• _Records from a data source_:

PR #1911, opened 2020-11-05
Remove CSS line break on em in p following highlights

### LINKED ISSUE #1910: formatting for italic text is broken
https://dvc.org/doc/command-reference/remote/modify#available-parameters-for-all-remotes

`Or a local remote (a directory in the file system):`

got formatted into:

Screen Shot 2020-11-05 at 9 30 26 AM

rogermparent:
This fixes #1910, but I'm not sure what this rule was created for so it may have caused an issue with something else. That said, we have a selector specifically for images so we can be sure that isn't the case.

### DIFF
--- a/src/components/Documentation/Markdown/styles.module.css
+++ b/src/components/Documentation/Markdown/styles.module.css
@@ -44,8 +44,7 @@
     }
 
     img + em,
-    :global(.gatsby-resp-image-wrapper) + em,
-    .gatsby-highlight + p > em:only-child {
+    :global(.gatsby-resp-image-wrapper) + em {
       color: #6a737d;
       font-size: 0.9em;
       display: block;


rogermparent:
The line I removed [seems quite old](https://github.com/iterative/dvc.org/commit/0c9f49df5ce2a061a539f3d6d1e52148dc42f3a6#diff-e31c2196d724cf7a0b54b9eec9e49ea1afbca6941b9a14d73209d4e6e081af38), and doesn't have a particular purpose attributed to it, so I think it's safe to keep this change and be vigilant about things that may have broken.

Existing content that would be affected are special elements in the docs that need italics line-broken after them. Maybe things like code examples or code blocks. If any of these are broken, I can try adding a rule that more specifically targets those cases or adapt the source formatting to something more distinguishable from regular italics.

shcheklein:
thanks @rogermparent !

--

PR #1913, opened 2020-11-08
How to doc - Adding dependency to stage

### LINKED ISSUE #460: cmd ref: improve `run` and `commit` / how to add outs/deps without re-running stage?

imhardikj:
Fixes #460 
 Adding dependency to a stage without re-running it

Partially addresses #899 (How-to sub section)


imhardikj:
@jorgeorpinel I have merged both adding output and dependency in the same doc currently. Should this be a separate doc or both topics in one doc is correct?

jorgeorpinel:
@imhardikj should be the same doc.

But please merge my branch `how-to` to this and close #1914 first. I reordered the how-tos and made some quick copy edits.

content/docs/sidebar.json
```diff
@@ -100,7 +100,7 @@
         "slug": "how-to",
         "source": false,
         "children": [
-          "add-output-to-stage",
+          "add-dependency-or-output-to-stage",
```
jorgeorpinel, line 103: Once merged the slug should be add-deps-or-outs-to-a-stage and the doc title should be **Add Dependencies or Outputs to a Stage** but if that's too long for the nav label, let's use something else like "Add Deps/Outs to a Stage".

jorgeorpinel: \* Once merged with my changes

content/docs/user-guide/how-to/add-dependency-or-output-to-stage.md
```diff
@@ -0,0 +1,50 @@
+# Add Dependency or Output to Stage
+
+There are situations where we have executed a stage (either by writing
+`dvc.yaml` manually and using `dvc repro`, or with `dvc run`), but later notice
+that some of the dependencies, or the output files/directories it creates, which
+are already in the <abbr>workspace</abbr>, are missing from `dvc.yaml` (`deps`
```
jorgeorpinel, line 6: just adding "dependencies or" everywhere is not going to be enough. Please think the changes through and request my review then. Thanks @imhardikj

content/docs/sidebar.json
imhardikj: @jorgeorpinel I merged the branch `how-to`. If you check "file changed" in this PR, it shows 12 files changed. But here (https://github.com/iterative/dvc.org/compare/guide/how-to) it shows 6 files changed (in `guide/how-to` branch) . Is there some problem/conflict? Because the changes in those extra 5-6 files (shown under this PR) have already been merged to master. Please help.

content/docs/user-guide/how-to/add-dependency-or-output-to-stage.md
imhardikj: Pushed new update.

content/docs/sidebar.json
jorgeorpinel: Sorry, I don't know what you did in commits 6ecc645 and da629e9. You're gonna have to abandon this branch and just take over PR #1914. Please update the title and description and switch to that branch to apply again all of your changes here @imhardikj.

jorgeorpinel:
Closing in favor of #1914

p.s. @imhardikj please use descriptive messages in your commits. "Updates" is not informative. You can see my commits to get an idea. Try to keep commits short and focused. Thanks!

--

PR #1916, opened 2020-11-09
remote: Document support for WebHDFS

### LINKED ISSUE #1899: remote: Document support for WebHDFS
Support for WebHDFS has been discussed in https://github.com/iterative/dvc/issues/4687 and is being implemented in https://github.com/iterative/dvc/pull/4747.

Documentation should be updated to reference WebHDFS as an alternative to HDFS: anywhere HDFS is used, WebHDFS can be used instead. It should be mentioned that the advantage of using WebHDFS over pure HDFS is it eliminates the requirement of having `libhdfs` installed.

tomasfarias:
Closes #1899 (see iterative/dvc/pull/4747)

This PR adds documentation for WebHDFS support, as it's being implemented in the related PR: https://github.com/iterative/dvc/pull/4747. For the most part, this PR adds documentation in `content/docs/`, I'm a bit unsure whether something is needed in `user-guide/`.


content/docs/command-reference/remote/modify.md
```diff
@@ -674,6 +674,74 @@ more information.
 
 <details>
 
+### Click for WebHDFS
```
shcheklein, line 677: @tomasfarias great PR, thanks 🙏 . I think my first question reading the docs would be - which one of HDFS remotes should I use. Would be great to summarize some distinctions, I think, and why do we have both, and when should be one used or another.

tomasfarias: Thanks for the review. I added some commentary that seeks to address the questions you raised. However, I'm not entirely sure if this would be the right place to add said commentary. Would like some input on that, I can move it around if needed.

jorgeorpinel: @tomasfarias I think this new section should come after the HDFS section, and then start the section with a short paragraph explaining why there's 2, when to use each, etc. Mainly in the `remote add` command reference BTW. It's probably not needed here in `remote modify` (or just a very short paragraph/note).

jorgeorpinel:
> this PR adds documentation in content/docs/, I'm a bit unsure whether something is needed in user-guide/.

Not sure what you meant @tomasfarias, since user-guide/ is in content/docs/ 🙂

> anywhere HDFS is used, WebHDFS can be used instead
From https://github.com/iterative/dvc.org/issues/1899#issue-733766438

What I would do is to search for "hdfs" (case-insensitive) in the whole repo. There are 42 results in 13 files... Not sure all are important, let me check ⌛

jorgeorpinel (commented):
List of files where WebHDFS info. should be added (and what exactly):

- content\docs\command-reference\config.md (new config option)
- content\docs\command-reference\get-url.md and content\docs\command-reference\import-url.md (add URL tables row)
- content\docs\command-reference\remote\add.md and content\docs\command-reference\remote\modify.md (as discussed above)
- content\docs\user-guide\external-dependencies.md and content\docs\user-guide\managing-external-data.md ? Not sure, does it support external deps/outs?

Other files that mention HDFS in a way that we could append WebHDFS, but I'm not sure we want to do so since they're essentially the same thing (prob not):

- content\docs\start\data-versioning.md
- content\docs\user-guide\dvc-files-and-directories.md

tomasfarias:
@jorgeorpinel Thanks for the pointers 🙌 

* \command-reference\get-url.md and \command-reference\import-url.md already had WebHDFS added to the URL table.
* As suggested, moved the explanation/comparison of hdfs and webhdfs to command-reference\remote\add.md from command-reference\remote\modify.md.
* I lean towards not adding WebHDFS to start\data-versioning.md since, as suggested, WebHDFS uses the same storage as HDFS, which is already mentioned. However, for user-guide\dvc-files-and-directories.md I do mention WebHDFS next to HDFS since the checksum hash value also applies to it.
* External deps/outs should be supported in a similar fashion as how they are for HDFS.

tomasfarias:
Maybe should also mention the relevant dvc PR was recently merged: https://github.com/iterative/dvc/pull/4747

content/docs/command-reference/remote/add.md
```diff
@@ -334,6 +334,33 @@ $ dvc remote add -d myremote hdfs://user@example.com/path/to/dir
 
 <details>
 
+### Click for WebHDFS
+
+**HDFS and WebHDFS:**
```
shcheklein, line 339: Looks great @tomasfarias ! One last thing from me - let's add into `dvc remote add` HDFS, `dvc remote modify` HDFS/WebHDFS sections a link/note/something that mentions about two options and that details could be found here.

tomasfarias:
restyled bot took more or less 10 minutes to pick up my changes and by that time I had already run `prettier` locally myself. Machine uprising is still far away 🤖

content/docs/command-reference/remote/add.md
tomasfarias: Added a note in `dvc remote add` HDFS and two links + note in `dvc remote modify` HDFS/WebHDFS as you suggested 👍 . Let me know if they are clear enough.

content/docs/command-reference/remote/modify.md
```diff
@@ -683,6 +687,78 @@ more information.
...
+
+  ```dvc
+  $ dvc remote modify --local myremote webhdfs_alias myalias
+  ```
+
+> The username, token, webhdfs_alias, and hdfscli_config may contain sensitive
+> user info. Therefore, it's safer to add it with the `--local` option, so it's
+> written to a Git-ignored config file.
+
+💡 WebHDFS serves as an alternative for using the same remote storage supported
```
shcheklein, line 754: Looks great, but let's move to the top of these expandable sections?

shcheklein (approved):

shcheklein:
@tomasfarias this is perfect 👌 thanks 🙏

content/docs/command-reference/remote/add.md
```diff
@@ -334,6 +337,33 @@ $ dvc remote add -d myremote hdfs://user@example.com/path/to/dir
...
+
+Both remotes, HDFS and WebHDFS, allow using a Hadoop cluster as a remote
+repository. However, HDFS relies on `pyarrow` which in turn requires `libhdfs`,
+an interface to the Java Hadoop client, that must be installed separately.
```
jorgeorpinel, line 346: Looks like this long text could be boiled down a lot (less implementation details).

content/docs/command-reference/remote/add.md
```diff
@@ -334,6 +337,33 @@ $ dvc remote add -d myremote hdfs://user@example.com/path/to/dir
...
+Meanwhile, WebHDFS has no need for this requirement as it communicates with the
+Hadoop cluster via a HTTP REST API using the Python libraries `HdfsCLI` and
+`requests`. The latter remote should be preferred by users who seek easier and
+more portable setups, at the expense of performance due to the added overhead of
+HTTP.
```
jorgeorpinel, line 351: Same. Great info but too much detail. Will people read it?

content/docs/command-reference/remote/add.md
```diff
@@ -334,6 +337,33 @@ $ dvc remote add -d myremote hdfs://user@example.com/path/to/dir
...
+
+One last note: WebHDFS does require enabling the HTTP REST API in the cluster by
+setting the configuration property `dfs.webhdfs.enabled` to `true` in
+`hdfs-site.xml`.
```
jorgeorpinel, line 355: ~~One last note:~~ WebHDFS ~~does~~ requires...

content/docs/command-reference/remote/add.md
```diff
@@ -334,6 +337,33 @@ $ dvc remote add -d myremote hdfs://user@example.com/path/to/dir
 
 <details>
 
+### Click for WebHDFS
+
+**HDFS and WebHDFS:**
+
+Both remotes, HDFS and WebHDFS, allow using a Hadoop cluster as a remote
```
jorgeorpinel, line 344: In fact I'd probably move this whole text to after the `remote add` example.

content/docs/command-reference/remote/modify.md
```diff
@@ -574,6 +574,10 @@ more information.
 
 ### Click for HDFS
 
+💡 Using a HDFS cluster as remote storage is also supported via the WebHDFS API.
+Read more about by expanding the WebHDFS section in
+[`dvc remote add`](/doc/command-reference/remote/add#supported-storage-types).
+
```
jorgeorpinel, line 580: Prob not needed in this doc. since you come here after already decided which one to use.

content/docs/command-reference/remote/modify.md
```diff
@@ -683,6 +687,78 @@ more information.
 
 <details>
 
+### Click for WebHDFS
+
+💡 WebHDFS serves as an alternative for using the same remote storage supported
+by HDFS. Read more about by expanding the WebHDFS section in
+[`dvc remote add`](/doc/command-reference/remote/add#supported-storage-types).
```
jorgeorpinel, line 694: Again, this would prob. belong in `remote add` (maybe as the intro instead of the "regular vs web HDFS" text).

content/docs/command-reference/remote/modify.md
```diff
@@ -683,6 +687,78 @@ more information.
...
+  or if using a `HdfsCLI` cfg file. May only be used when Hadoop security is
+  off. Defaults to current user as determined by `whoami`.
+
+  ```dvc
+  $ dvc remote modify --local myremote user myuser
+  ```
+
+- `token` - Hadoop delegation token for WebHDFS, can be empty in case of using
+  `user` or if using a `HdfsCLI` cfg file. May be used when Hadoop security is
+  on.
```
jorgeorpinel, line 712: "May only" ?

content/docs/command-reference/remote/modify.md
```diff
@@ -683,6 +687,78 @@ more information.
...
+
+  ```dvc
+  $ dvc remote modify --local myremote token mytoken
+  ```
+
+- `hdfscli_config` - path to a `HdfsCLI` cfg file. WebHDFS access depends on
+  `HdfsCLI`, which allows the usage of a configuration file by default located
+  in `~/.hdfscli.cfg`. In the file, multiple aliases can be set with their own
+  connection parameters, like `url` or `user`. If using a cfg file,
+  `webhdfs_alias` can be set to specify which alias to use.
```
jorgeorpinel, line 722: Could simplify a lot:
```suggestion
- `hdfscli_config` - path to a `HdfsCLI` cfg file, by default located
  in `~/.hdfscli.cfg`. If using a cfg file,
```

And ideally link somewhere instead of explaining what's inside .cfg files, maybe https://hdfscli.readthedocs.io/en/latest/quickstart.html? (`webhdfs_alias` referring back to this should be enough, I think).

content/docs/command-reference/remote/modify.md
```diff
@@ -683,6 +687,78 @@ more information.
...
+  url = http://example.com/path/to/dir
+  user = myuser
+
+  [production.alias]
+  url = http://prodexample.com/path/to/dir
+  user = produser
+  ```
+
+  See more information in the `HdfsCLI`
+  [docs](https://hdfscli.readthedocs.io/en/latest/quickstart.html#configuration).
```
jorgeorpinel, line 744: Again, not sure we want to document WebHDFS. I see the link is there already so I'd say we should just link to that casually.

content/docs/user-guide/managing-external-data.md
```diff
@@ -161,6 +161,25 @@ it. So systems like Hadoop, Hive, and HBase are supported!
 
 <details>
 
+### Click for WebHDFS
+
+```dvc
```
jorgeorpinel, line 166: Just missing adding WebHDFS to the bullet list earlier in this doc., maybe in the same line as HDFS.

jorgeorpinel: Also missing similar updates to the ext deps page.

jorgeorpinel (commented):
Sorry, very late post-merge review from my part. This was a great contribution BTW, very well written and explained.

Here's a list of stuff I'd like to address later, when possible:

• _EXERCISE DESCRIPTION_: Write out exactly the lines above from the line with "PR #1911, opened 2020-11-05" through the line with "a local remote", both of them included, and leave out all other lines.

• _TASK SOLUTION_:
PR #1911, opened 2020-11-05
Remove CSS line break on em in p following highlights

### LINKED ISSUE #1910: formatting for italic text is broken
https://dvc.org/doc/command-reference/remote/modify#available-parameters-for-all-remotes

`Or a local remote (a directory in the file system):`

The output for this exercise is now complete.